PR #702, opened 2019-10-28
Wanchain explorer url was changed

ArtemGoryunov:
## Description

https://explorer.wanchain.org doesn't work anymore. The official site https://www.wanchain.org/ hast a new explorer https://www.wanscan.org/

## Checklist

### DIFF
--- a/tests/Wanchain/TWCoinTypeTests.cpp
+++ b/tests/Wanchain/TWCoinTypeTests.cpp
@@ -15,7 +15,7 @@
 
 TEST(TWWanchainCoinType, TWCoinType) {
     auto symbol = WRAPS(TWCoinTypeConfigurationGetSymbol(TWCoinTypeWanchain));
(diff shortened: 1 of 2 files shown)


tests/Wanchain/TWCoinTypeTests.cpp
```diff
@@ -15,7 +15,7 @@
 
 TEST(TWWanchainCoinType, TWCoinType) {
     auto symbol = WRAPS(TWCoinTypeConfigurationGetSymbol(TWCoinTypeWanchain));
-    auto txId = TWStringCreateWithUTF8Bytes("123");
+    auto txId = TWStringCreateWithUTF8Bytes("0x180ea96a3218b82b9b35d796823266d8a425c182507adfe5eeffc96e6a14d856");
```
catenocrypt: It's OK, just a comment:  for the sake of the test any txId would do, using a real one is the best, but 123 was also fine.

Exercise: Each line from the one holding "## Description" to the end of the data above goes into the answer exactly as written, and no other line does.

Written solution:
## Description

https://explorer.wanchain.org doesn't work anymore. The official site https://www.wanchain.org/ hast a new explorer https://www.wanscan.org/

## Checklist

### DIFF
--- a/tests/Wanchain/TWCoinTypeTests.cpp
+++ b/tests/Wanchain/TWCoinTypeTests.cpp
@@ -15,7 +15,7 @@
 
 TEST(TWWanchainCoinType, TWCoinType) {
     auto symbol = WRAPS(TWCoinTypeConfigurationGetSymbol(TWCoinTypeWanchain));
(diff shortened: 1 of 2 files shown)


tests/Wanchain/TWCoinTypeTests.cpp
```diff
@@ -15,7 +15,7 @@
 
 TEST(TWWanchainCoinType, TWCoinType) {
     auto symbol = WRAPS(TWCoinTypeConfigurationGetSymbol(TWCoinTypeWanchain));
-    auto txId = TWStringCreateWithUTF8Bytes("123");
+    auto txId = TWStringCreateWithUTF8Bytes("0x180ea96a3218b82b9b35d796823266d8a425c182507adfe5eeffc96e6a14d856");
```
catenocrypt: It's OK, just a comment:  for the sake of the test any txId would do, using a real one is the best, but 123 was also fine.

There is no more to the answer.